I spent an entire autumn at the laundromat in Mt. Pleasant.
I would get home from work just around dinner time, the time of day I hated most. That’s when the quiet of the day settled in and I was forced to hear my stomach gurgling, begging, pleading with me to feed it.
During the laundromat days, I would avoid all the cues indicating it was time for me to eat a meal by frantically stripping my bed of its sheets and my body of the clothes it wore that day. I would then drape the largest sweatshirt I could find in my closet over me, in hopes it would swallow me up and hide what lay beneath it.
I walked ten blocks each way to the laundromat on these trips. My brow glistened with sweat as I lugged with me both the weight of myself and my laundry bag.
Walking to the laundromat at dusk always felt like a kiss from the universe, or God, or whoever might really be calling the shots around here.
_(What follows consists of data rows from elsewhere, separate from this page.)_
PR #35129, opened 2023-04-14
GH-35059: [C++] Fix "hash_count" for run-end encoded inputs

### LINKED ISSUE #35059: [C++] `hash_count` kernel miscounts when run-end encoded array contains null

Passing run-end encoded array in unit tests leads to these failures:

```cpp
[ RUN      ] GroupBy/GroupBy.CountOnly/0
/home/felipeo/code/arrow/cpp/src/arrow/testing/gtest_util.cc:100: Failure
Failed

@@ -0, +0 @@
-{key_0: 1, hash_count: 2}
+{key_0: 1, hash_count: 3}
@@ -2, +2 @@
-{key_0: 3, hash_count: 0}
+{key_0: 3, hash_count: 2}
Expected:
  -- is_valid: all not null
  -- child 0 type: int64
    [
      1,
      2,
      3,
      null
    ]
  -- child 1 type: int64
    [
      2,
      3,
      0,
      2
    ]
Actual:
  -- is_valid: all not null
  -- child 0 type: int64
    [
      1,
      2,
      3,
      null
    ]
  -- child 1 type: int64
    [
      3,
      3,
      2,
      2
    ]
    ```

### Component(s)

C++

### PR DESCRIPTION
**Pull request by felipecrv**
### Rationale for this change

Fixing a bug.

Changes to the `"hash_count"` kernel implementation to handle REE and union arrays correctly.

- [x] Generic (potentially slow) implementation
- [x] REE-specialized implementation

### Are these changes tested?

Yes, by modifying the existing unit tests.

* Closes: #35059

### DIFF
--- a/cpp/src/arrow/compute/kernels/hash_aggregate.cc
+++ b/cpp/src/arrow/compute/kernels/hash_aggregate.cc
@@ -45,6 +45,7 @@
 #include "arrow/util/cpu_info.h"
 #include "arrow/util/int128_internal.h"
 #include "arrow/util/int_util_overflow.h"
+#include "arrow/util/ree_util.h"
 #include "arrow/util/task_group.h"
 #include "arrow/util/tdigest.h"
 #include "arrow/util/thread_pool.h"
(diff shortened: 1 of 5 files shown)

### CODE REVIEW

**Comment by felipecrv** [comment]
@westonpace @jorisvandenbossche

File: cpp/src/arrow/testing/gtest_util.cc [hunk 1]
```diff
@@ -427,6 +428,24 @@ std::shared_ptr<Table> TableFromJSON(const std::shared_ptr<Schema>& schema,
...
+Result<std::shared_ptr<Table>> RunEndEncodeTableColumns(
+    const Table& table, const std::vector<int>& column_indices) {
+  const int num_columns = table.num_columns();
+  std::vector<std::shared_ptr<ChunkedArray>> encoded_columns;
+  encoded_columns.reserve(num_columns);
+  for (int i = 0; i < num_columns; i++) {
+    if (std::find(column_indices.begin(), column_indices.end(), i) !=
+        column_indices.end()) {
+      EXPECT_OK_AND_ASSIGN(auto run_end_encoded, compute::RunEndEncode(table.column(i)));
+      EXPECT_EQ(run_end_encoded.kind(), Datum::CHUNKED_ARRAY);
```
westonpace, line 440: Given you're returning a result anyways you could just use ARROW_ASSIGN_OR_RAISE and ARROW_RETURN_NOT_OK here right?

cpp/src/arrow/compute/kernels/hash_aggregate.cc
```diff
@@ -305,6 +306,56 @@ struct GroupedCountImpl : public GroupedAggregator {
...
+          }
+        } else {
+          if (!is_valid) {
+            for (int64_t i = 0; i < it.run_length(); ++i, ++g) {
+              counts[*g] += 1;
+            }
+          } else {
+            g += it.run_length();
+          }
+        }
```
westonpace, line 339: Can you collapse these two branches?

```
if (is_valid == count_valid) {
  ...
}
```

Or does that not somehow generate the same benefit?  Seems like either way there is a single if comparison.  I expect the compiler would generate the same for `if (x == true)` that it does for `if (x)`.

westonpace (changes requested):
One small nit for consistency in test routines to only use `EXPECT` if not returning a statusy thing.

cpp/src/arrow/testing/gtest_util.cc
felipecrv: Isn't this better for things used in tests? These are not really expected to fail, so these checks are more assert-like than regular error checking. I found this to be a pattern in this file.

cpp/src/arrow/compute/kernels/hash_aggregate.cc
felipecrv: Interesting catch. `count_valid` is a template param, so the compiler will generate the same code `if (is_valid)` in one instantiation and `if (!is_valid)` on another. No problem there. The final code is quite a logic exercise though :-) 

```cpp
          if (is_valid == count_valid) {
            for (int64_t i = 0; i < it.run_length(); ++i, ++g) {
              counts[*g] += 1;
            }
          } else {
            g += it.run_length();
          }
 ```

I will change it.

File: cpp/src/arrow/testing/gtest_util.cc (hunk 1 above)
Comment (westonpace) [reply cpp/src/arrow/testing/gtest_util.cc:440]: If that's the case then change the return type to `std::shared_ptr<Table>` and change the end to...

```
EXPECT_OK_AND_ASSIGN(auto table, Table::Make(...));
return table;
```

I don't really mind one pattern or the other.  It's just the mixing of patterns we should avoid.

cpp/src/arrow/compute/kernels/hash_aggregate.cc
felipecrv: Done.

cpp/src/arrow/testing/gtest_util.cc
felipecrv: Done. Pushed two new commits.

westonpace (approved):
Thanks for also extending the test to cover all the options as well.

I could see life happening around me without having to participate. I could watch people head to dinner, return home from work or reunite with their children after school. It was a perfect combination of the day ending and the night beginning that made me feel as though I was transcending time, not really having a presence in either. In those pink-hued moments of in-between, the laundry didn’t seem so heavy then. I didn’t feel so heavy then.
I would enter the laundromat, greet the owner at the register, and get just enough quarters to do my load, a routine $2.25. I would then head to my favorite set of machines, the ones across from the folding table all the way in the back. I would shove my clothes, my sheets and all of my feelings into the wash, feed it some quarters and just watch it all swirl around and around and around and around and around.
The water and soap washed any trace of me out of my belongings, alongside the dirt. This was the best part. This was why I kept coming back to the laundromat night after night. I could see myself literally wash away and I was mesmerized. It was then, in this quiet mediation, when I could finally — momentarily — catch my breath. Instead of feeling exhausted, sad and hungry, I felt relief.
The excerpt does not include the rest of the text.